Ever wonder whether some of the greatest stories in mathematics are true? As an instructor I often include stories like the drowning of Hippasus for revealing the irrational numbers to liven up my lecture and get students to question the “facts” that we learn in mathematics. In The Cult of Pythagoras Math and Myths, Alberto Martínez presents a historically accurate discussion of the many great stories in mathematics. As the title suggests Martínez discusses Pythagoras of Samos and the discovery or proof of the hypotenuse theorem. It is surprising that even though grade school students call the hypotenuse theorem the Pythagorean Theorem there is little historical evidence that Pythagoras has anything to do with its proof or discovery. Although the book contains an interesting discussion relating to this theorem it tends to get a bit redundant and is not my favorite part of the book.

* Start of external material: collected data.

Issue #67, opened 2024-03-07
Add configuration for user to manually adjust the number of comments that represents a spammed page.


ChiuchiuSorin:
Create a configuration option in Admin Tools administration that allows the user to modify the number of comments that represents a spammed page.

PR #83, opened 2024-03-29
Add configuration for user to manually adjust the number of comments that represents a spammed page. #67

ChiuchiuSorin:
Added a new configuration option for Admin Tools to allow the user to set the minimum number of comments so that a page is considered spammed.


application-admintools-default/src/main/java/com/xwiki/admintools/internal/configuration/DefaultAdminToolsConfiguration.java
```diff
@@ -60,4 +62,10 @@ public List<String> getExcludedLines()
         return new ArrayList<>(
             List.of(this.mainConfiguration.getProperty(EXCLUDED_LINES, "NO_EXCLUDED_LINE").split(",")));
     }
+
+    @Override
+    public String getSpamSize()
```
trrenty, line 67: It's a bit odd to return a string for "size". Even if you need it as a string, its more intuitive to return an integer.

application-admintools-default/src/main/java/com/xwiki/admintools/script/AdminToolsScriptService.java
```diff
@@ -155,6 +160,17 @@ public List<String> getPagesOverGivenNumberOfComments(long maxComments)
         return adminToolsManager.getPagesOverGivenNumberOfComments(maxComments);
     }
 
+    /**
+     * Retrieve the configuration settings for minimum spam size.
+     *
+     * @return a {@link String} representing the configured minimum spam size.
+     */
+    public String getMinimumSpamSize() throws AccessDeniedException
```
trrenty, line 168: same as above

application-admintools-ui/src/main/resources/AdminTools/Code/ConfigurationClass.xml
```diff
@@ -84,6 +84,20 @@
...
+      <hint/>
+      <name>spamSize</name>
+      <number>3</number>
+      <numberType>long</numberType>
+      <prettyName>spamSize</prettyName>
+      <size>30</size>
+      <unmodifiable>0</unmodifiable>
+      <validationMessage/>
+      <validationRegExp/>
+      <classType>com.xpn.xwiki.objects.classes.NumberClass</classType>
```
trrenty, line 99: You set the property to be a NumberClass, so you should easily return an integer rather than a string (from the configuration)

trrenty (approved):
Can merge after fixing the comments

trrenty:
Also, it seems to me that you forgot to update the configuration page https://github.com/xwikisas/application-admintools/blob/main/application-admintools-ui/src/main/resources/AdminTools/Code/Configuration.xml . You added a property but the file was not updated in your commit. It should have an empty 'spamSize' property (or whatever it is called)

Fortunately the author also discusses many other stories in the history of mathematics including Archimedes solution to the weight of a golden crown and Gauss’s childhood achievement of adding numbers one to one-hundred. Many of these stories have been told inaccurately by many mathematicians over the years, including myself. One reason some of the embellishments on these stories persist is that they are entertaining. My Calculus class always chuckles when I tell the story of Archimedes running naked though the streets yelling “Eureka, Eureka” when he determines how to solve the problem.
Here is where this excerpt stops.